Merlene Davis: Forum hopes to break the silence surrounding domestic violence

Herald-Leader columnistFebruary 1, 2014 

The Rev. Maxine L. Thomas of St. Paul AME Church, front row left, and Susie Bates of Domestic Violence Prevention and Intervention Consulting. Top row: Tanya S. Clark of the West End Community Empowerment Project, left, and Jessica Browning.

  • IF YOU GO

    What: "What's Love Got to Do with It?" a free forum for domestic violence awareness with a session on self-defense.

    When: 10 a.m.-1 p.m. Feb. 8.

    Where: Black and Williams Center, 498 Georgetown St.

    Call: (859) 576-1120.

    To host a forum: Contact Domestic Violence Prevention and Intervention Consulting Inc. for Susie Bates, (859) 359-5329or (859) 420-7517 or Jessica Browning, (502) 773-3393.

For about 50 years, Susie Bates endured domestic violence.

It began when she was molested by relatives as a 3- or 4- year-old. It ended more than a decade ago when she finally had had enough.

"My self-confidence was below the floor," said Bates, 67. "I had no self-esteem and I was afraid of everything. I gravitated to abusive relationships. That's all I knew."

Bates is not dissimilar to other victims of abuse in that she thought the abuse was her own fault.

"It went from sexual to physical, emotional, mental, and to financial. I went through a horrible divorce and I was so low I had no other choice but to look up."

Jessica Browning, 28 of Harrodsburg, nodded her head.

"You can't get any lower," she said. "That's rock bottom."

Unlike Bates, however, Browning's abuse was all verbal. She met a young man in college, fell in love and only weeks later became his target for denigrating rants.

"One night we were going to his apartment and I noticed one of his headlights was out," Browning said. "So I told him you need to be careful. He cussed me out and berated me. He called me names.

"I brushed it off and said he must have had a bad day," she said. "I had never had a boyfriend in high school. He was my first love. But little things like that kept happening. That became the norm."

Browning finally broke free of the verbal beat-downs after nearly two years and she has never looked back.

Instead, Browning and Bates established Domestic Violence Prevention and Intervention Consulting, Inc., last year as a ministry and a means of reaching out to women and young girls to make them more aware of dating violence and of physical, emotional and verbal abuse.

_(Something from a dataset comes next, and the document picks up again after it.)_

PR #1768, opened 2026-09-10
feat(svd_circuits): per-head QK/OV SVD with degeneracy guard

### LINKED ISSUE #1767: [Proposal] SVD Circuits: singular-vector decomposition of a head's QK/ OV into causally-validated subfunctions
---

### Proposal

They will tell their stories and answer questions at a domestic violence forum and self-defense training session called "What's Love Got to Do With It?" The forum is sponsored by the Delta Sigma Theta Sorority Inc., Lexington Alumnae Chapter, and the West End Community Empowerment Project (WCEP). It is scheduled for 10 a.m. to 1 p.m. Feb. 8 at the Black and Williams Neighborhood Community Center, 498 Georgetown Street.

Also, Darlene Thomas, executive director of GreenHouse17, formerly known as Bluegrass Domestic Violence Program, will discuss how domestic violence affects more than the victim and give information about available resources for those in harm's way.

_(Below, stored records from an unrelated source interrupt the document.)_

PR #1773, opened 2026-09-12
Fix IOIDataset BOS handling

### LINKED ISSUE #1772: [Bug Report] IOIDataset double-prepends BOS and ignores prepend_bos=False
**Describe the bug**

`IOIDataset.__getitem__()` calls `tokenizer.encode()` with its default special-token behavior and then manually prepends `bos_token_id` when `prepend_bos=True`.

TransformerLens tokenizers configured with `add_bos_token=True` therefore produce two leading BOS tokens on the default path. With `prepend_bos=False`, `encode()` still adds one BOS, so the flag does not disable BOS insertion.

The same unqualified `encode()` calls are used for the `IO` and `S` labels. Their shared automatic BOS shifts the first differing label-token index, and together with the prompt's second BOS causes the default `ioi_eval()` path to read logits one position later than intended.

**Code example**

This network-free reproduction uses a tokenizer stub with the same `add_special_tokens` contract:

```python
from unittest.mock import MagicMock

from transformer_lens.evals import IOIDataset

tokenizer = MagicMock()
tokenizer.bos_token_id = 0

def encode(text, add_special_tokens=True):
    payload = [11, 12, 21] if len(text) > 7 else [21 if "Alice" in text else 22]
    return ([0] if add_special_tokens else []) + payload

tokenizer.encode.side_effect = encode

for prepend_bos in (True, False):
    dataset = IOIDataset(
        tokenizer,
        templates=["[A] gave [B] to [A]"],
        names=["Alice", "Bob"],
        nouns={},
        num_samples=1,
        prepend_bos=prepend_bos,
        seed=0,
    )
    item = dataset[0]
    print(prepend_bos, item["prompt"].tolist(), item["IO"].tolist(), item["S"].tolist())
```

On current `dev`:

```text
True  [0, 0, 11, 12, 21] [0, 22] [0, 21]
False [0, 11, 12, 21]    [0, 22] [0, 21]
```

Expected:

- `prepend_bos=True`: exactly one leading BOS in `prompt`.
- `prepend_bos=False`: no leading BOS in `prompt`.
- `IO` and `S`: no automatically inserted special tokens, so their first differing content token is used directly.

A focused fix would encode all three fields with `add_special_tokens=False`, then let `prepend_bos` be the only code path that adds a prompt BOS.

**System Info**

- Base: `dev` at `e2581b5f3f3f62ae1fa8c770cb95adb187843fa4`
- OS: Windows NT 10.0.26200.0
- Python: 3.12.10

**Additional context**

The existing unit tokenizer stub always returns a fixed list and does not model automatic special-token insertion, so it cannot detect this contract violation. Regression coverage should exercise both values of `prepend_bos`, assert that label encodings omit special tokens, and verify the logit position used by `ioi_eval()`.

### Checklist

- [x] I have checked that there is no similar [issue](https://github.com/TransformerLensOrg/TransformerLens/issues) in the repo

emerardd:
# Description

`IOIDataset` previously called `tokenizer.encode()` with automatic special-token insertion enabled and then manually prepended a BOS. TransformerLens tokenizers configured to add BOS therefore produced two leading BOS tokens by default, while `prepend_bos=False` still left one BOS in place. Automatic BOS tokens in the IO/S label encodings also shifted the first differing-token index used by `ioi_eval()`, causing the default evaluation path to read logits one position too late.

This change encodes prompts and labels with `add_special_tokens=False`, leaving the existing `prepend_bos` branch as the sole source of a prompt BOS. The parameter documentation now states that contract.

Regression tests model a tokenizer that automatically inserts BOS, cover both values of `prepend_bos`, verify that IO/S contain only content tokens, and use position-sensitive logits to confirm that `ioi_eval()` reads the prediction immediately before the first answer token.

Fixes #1772

## Type of change

### Screenshots

Not applicable.

# Validation

- `uv run --no-cache --no-sync pytest tests/unit/test_evals_ioi.py -q` — 7 passed
- `uv run --no-cache --no-sync mypy .` — success across 398 source files
- pycln, isort, Black, and `git diff --check` — passed for the affected surface

The complete unit-test suite was not run locally.

# Checklist:

- [ ] New and existing unit tests pass locally with my changes — only the affected unit-test file was run

### DIFF
--- a/tests/unit/test_evals_ioi.py
+++ b/tests/unit/test_evals_ioi.py
@@ -1,18 +1,34 @@
-"""Tests for IOIDataset in transformer_lens/evals.py.
-
-Regression test for https://github.com/TransformerLensOrg/TransformerLens/issues/515
-"""
+"""Tests for IOIDataset and ioi_eval in transformer_lens/evals.py."""
 
 from unittest.mock import MagicMock
 
-from transformer_lens.evals import IOIDataset
+import torch
+
+from transformer_lens.evals import IOIDataset, ioi_eval
 
 
 def _make_tokenizer():
     """Minimal mock tokenizer sufficient for IOIDataset."""
     tok = MagicMock()
-    tok.encode.side_effect = lambda text: [1, 2, 3]
+    tok.encode.side_effect = lambda text, add_special_tokens=True: [1, 2, 3]
     tok.bos_token_id = 0
+    return tok
+
+
+def _make_automatic_bos_tokenizer():
+    """Tokenizer stub whose default encode path inserts a BOS token."""
+    tok = MagicMock()
+    tok.bos_token_id = 0
+
+    def encode(text, add_special_tokens=True):
+        if text.startswith(" "):
+            payload = [30 if text.strip() == "Alice" else 31]
+        else:
+            target = 30 if text.split()[-1] == "Alice" else 31
+            payload = [10, 20, target]
+        return ([tok.bos_token_id] if add_special_tokens else []) + payload
+
+    tok.encode.side_effect = encode
     return tok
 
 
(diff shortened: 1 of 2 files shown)


koriyoshi2041 (approved):
The fix matches the tokenizer contract: prompt and label encodings now exclude automatic special tokens, so  is the only prompt BOS path and  compares the first answer token. I reran the focused unit file at this exact head (7 passed) and ; both passed.

koriyoshi2041:
Correction to my approval wording: `prepend_bos` is the only prompt BOS path, and `ioi_eval` compares the first answer token. The focused unit file passed 7/7 at `54a3727d`; `git diff --check` also passed.

jlarson4:
Looks good and covers the reported issues, thanks @emerardd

The Rev. Maxine L. Thomas, of St. Paul AME Church and co-chair of the sorority's domestic violence committee, said participants should dress comfortably because there will be an interactive self-defense session with Craig Caudill, director and chief instructor at Bluegrass Budokai in Lexington.

"This is our opportunity to do something proactive about domestic violence," Thomas said. "I have a very close relative who was abused and that was my inspiration for studying and learning more about domestic violence. As a family, we went through that. It is not just a woman problem. It affects each and every person in the community."

Signs of abuse, Browning said, include increased isolation and withdrawal from friends and family; and a change in attitude.

"I was secretive," Browning said. "I didn't tell anybody, didn't talk with anybody, not even my mother."

Victims sometimes believe they are all alone and that is not true, she said.

"Open your mouth. Talk with your mother, talk with your parents. Leave. Run at the first red flag."

Co-workers, family members, and friends may recognize signs of abuse but don't know how to help.

"Don't pressure her," Bates said. "And don't ask why she's not leaving. She is not ready." Instead, help the victim to prepare to move on. Be a safe house; help pack clothes, save money, and gather identification.

"You can't do it all of a sudden," she said. "We all know the day they leave is the most dangerous period in their lives."

The abuser is losing control, she said, and that could also place the helper in danger of retaliation as well. Healing is gradual, Bates said, but it does come.

Thomas is hoping a diverse group of people come to the forum, including men. "We want to educate the community and empower the community to break the silence surrounding domestic violence. We cannot ignore it.

"Love does not abuse or belittle," she said.